🤖 AI Summary
This study investigates the self-organizing mechanisms underlying collective foraging behavior in non-cooperative multi-agent systems operating under partial observability, and how such group-level dynamics relate to agents’ internal physiological states.
Method: We employ continuous-time recurrent neural networks (CTRNNs) as velocity controllers for individual agents and optimize a shared policy via evolutionary strategies in a resource-patch environment.
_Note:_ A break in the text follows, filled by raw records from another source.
PR #11903, opened 2026-02-24
core(modtree): fix `--scale-out` error propagation + telemetry

### LINKED ISSUE #11887: 🐞 `check --scale-out` never fails
### What is the issue?

`dagger check --scale-out` currently shows a passing check and exit status 0 even if checks failed.

There's a different in the local (to the engine) vs. scale-out paths.

The local path directly calls the underlying function, which will bubble up an error if the call returns it (or returns a Syncable object that fails on `sync`):

https://github.com/dagger/dagger/blob/42bb3b568c0a38671561a1f40e7a40cba49cde60/core/modtree.go#L151-L171

The scale-out path however just queries the `passed` state, which will just return `false` if the check fails (which we just ignore anyway):

https://github.com/dagger/dagger/blob/42bb3b568c0a38671561a1f40e7a40cba49cde60/core/modtree.go#L200-L206

Instead it should probably bubble up the underlying error somehow, to maintain symmetry. We at least want the error to bubble up through the telemetry span so it looks the same in both cases. (Or maybe the telemetry span should just be pushed down?)

### Dagger version

v0.19.11

### Steps to reproduce

* run `dagger check --scale-out` with a failing check, observe OK
* run `dagger check`, observe ERROR

### Log output

_No response_

vito:
fixes #11887

Also fixes telemetry for both, not sure if an issue existed for that yet.

* Check span was missing in native CI, making all the traces ugly and hiding their main output
* Generate output was placing everything beneath an extra span
* Generate output was appearing lazily
* Show `foo-bar:baz` instead of `fooBar:baz`

### DIFF
--- a/cmd/dagger/generators.go
+++ b/cmd/dagger/generators.go
@@ -134,15 +134,15 @@ func runGenerators(ctx context.Context, dag *dagger.Client, generatorGroup *dagg
 	// We don't actually use the API for rendering results
 	// Instead, we rely on telemetry
 	// FIXME: this feels a little weird. Can we move the relevant telemetry collection in the API?
-	cs := generatorGroup.
+	cs, err := generatorGroup.
 		Run().
 		Changes(
 			dagger.GeneratorGroupChangesOpts{
 				OnConflict: dagger.ChangesetsMergeConflictFailEarly,
 			},
-		)
-
-	ctx, span := Tracer().Start(ctx, "applying changes")
-	defer telemetry.EndWithCause(span, &rerr)
+		).Sync(ctx)
+	if err != nil {
+		return err
+	}
 	return handleChangesetResponse(ctx, dag, cs, autoApply)
 }


eunomie:
@vito should we add the same logic for generate functions?

vito:
@eunomie I'll look into it, though I'm not sure that we need to. Checks are a bit special because failing is part of their happy path, and we turn that into data like `passed bool`. For generators I'd expect errors to just propagate naturally, since we always expect those to work.

vito:
Tested error propagation + telemetry fixes with scale-out using the process described here - https://github.com/dagger/dagger/pull/11685#issuecomment-3812916604 - should be good to go.

core/modtree.go
```diff
@@ -526,7 +545,7 @@ func (node *ModTreeNode) Match(ctx context.Context, patterns []string) (bool, er
 }
 
 func (node *ModTreeNode) PathString() string {
-	return strings.Join(node.Path(), ":")
+	return strings.Join(node.Path().CliCase(), ":")
```
eunomie, line 548: 👍

PR #11905, opened 2026-02-24
fix(typescript): avoid ts-introspector crash on empty nested src dirs

### LINKED ISSUE #11904: 🐞 failed to get type defs json during module sdk codegen
### What is the issue?

I try to run tests for a pipeline written with the Typescript SDK following the documentation (https://docs.dagger.io/reference/best-practices/modules). When I try to launch the test, it fails with a `failed to get type defs json during module sdk codegen` error

### Dagger version

dagger v0.19.11 (image://registry.dagger.io/engine:v0.19.11) darwin/arm64/v8

### Steps to reproduce

I followed the steps described:

```
mkdir tests
cd tests
dagger init --name=tests --sdk=typescript --source=.
dagger install ..
```

I changed the package manager to use pnpm in my package.json and call the test using `dagger call -m tests all`

I also after debugging and seeing `bunfs` in the stack, I guessed it was using bun even if it is not the expected behavior in the documentation in tried to force using node by adding this in the package.json: 
```
"dagger": {
    "runtime": "node@24.13.1"
  }
```
But it hasn't changed anything.


Here is the index.ts for the test class: 
```
import {func, object} from "@dagger.io/dagger";
import {lintFails} from "./lint/fails/lint-fails";

@object()
export class Tests {
    @func()
    async all(): Promise<void> {
        await lintFails();
    }
}
```

### Log output

```
✔ connect 0.3s
✘ load module: tests 1.6s ERROR
┇ initializing module › ModuleSource.asModule › 
✘ module SDK: load typedefs object 0.7s ERROR
1 | (function (callback )                                                                                                                                                                                                                   
              ^                                                                                                                                                                                                                             
TypeError: reduce of empty array with no initial value                                                                                                                                                                                      
      at reduce (1:11)                                                                                                                                                                                                                      
      at map (1:11)                                                                                                                                                                                                                         
      at getTsSourceCodeFiles (/$bunfs/root/ts-introspector:280392:35)                                                                                                                                                                      
      at map (1:11)                                                                                                                                                                                                                         
      at getTsSourceCodeFiles (/$bunfs/root/ts-introspector:280392:35)                                                                                                                                                                      
      at main (/$bunfs/root/ts-introspector:280414:51)                                                                                                                                                                                      
      at main (/$bunfs/root/ts-introspector:280405:21)                                                                                                                                                                                      
      at /$bunfs/root/ts-introspector:280426:5                                                                                                                                                                                              
                                                                                                                                                                                                                                            
Bun v1.3.0 (Linux arm64)                                                                                                                                                                                                                    
! failed to get type defs json during module sdk codegen: exit code: 1
```

The full logs are available here : https://dagger.cloud/predell/traces/efeeb77c6bcee26726fc93b5c4c7180f

grouville:
Fixes #11904 

### Problem 
A user reporting getting this module init failure:

```markdown
failed to get type defs json during module sdk codegen
TypeError: reduce of empty array with no initial value
```

#### Root cause

`getTsSourceCodeFiles` recursively scans `src/`, and each level reduces `readdirSync(dir).map(...)` without an initial accumulator.

To trigger the error, the module does not need to be empty: any empty nested directory under `src/` can trigger this panic.

#### Solution

This failure occurs during module typedef introspection (`ts-introspector`, Bun path), so forcing `"dagger.runtime": "node@..."` does not change it.

The fix is to seed the reduce with `[]` + I added a regression coverage in `TestTypescript/TestInit/handles_empty_directory_in_src`.

### DIFF
--- a/sdk/typescript/src/module/entrypoint/introspection_entrypoint.ts
+++ b/sdk/typescript/src/module/entrypoint/introspection_entrypoint.ts
@@ -30,7 +30,7 @@ function getTsSourceCodeFiles(dir: string): string[] {
 
       return []
     })
-    .reduce((p, c) => [...c, ...p])
+    .reduce((p, c) => [...c, ...p], [])
 }
 
 async function main() {
--- a/core/integration/module_typescript_test.go
+++ b/core/integration/module_typescript_test.go
@@ -159,6 +159,22 @@ func (TypescriptSuite) TestInit(ctx context.Context, t *testctx.T) {
 		require.JSONEq(t, `{"existingSource":{"helloWorld":{"stdout":"hello\n"}}}`, out)
 	})
 
+	t.Run("handles empty directory in src", func(ctx context.Context, t *testctx.T) {
+		c := connect(ctx, t)
+
+		modGen := c.Container().From(golangImage).
+			WithMountedFile(testCLIBinPath, daggerCliFile(t, c)).
+			WithWorkdir("/work").
+			With(daggerExec("init", "--source=.", "--name=emptyDir", "--sdk=typescript")).
+			WithDirectory("/work/src/empty-dir", c.Directory())
+
+		out, err := modGen.
+			With(daggerQuery(`{emptyDir{containerEcho(stringArg:"hello"){stdout}}}`)).
+			Stdout(ctx)
+		require.NoError(t, err)
+		require.JSONEq(t, `{"emptyDir":{"containerEcho":{"stdout":"hello\n"}}}`, out)
+	})
+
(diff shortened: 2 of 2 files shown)


sdk/typescript/src/module/entrypoint/introspection_entrypoint.ts
```diff
@@ -30,7 +30,7 @@ function getTsSourceCodeFiles(dir: string): string[] {
 
       return []
     })
-    .reduce((p, c) => [...c, ...p])
+    .reduce((p, c) => [...c, ...p], [])
```
eunomie, line 33: it looks like black magic, or perl oneliner :-D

Contribution/Results: We identify a robust negative correlation between individual internal resource reserves and collective aggregation strength: agents form denser clusters when resources are scarce and disperse when reserves are abundant—revealing an implicit risk-sensitive foraging strategy. Crucially, this is the first empirical demonstration of a causal regulatory role played by latent internal states on emergent group cohesion. Our findings establish a novel mechanistic account of endogenous-state-driven swarm intelligence, bridging individual physiology and collective decision-making in decentralized multi-agent systems.
📝 Abstract
Active particles are entities that sustain persistent out-of-equilibrium motion by consuming energy. Under certain conditions, they exhibit the tendency to self-organize through coordinated movements, such as swarming via aggregation. While performing non-cooperative foraging tasks, the emergence of such swarming behavior in foragers, exemplifying active particles, has been attributed to the partial observability of the environment, in which the presence of another forager can serve as a proxy signal to indicate the potential presence of a food source or a resource patch. In this paper, we validate this phenomenon by simulating multiple self-propelled foragers as they forage from multiple resource patches in a non-cooperative manner. These foragers operate in a continuous two-dimensional space with stochastic position updates and partial observability. We evolve a shared policy in the form of a continuous-time recurrent neural network that serves as a velocity controller for the foragers. To this end, we use an evolutionary strategy algorithm wherein the different samples of the policy-distribution are evaluated in the same rollout. Then we show that agents are able to learn to adaptively forage in the environment. Next, we show the emergence of swarming in the form of aggregation among the foragers when resource patches are absent. We observe that the strength of this swarming behavior appears to be inversely proportional to the amount of resource stored in the foragers, which supports the risk-sensitive foraging claims. Empirical analysis of the learned controller's hidden states in minimal test runs uncovers their sensitivity to the amount of resource stored in a forager. Clamping these hidden states to represent a lesser amount of resource hastens its learned aggregation behavior.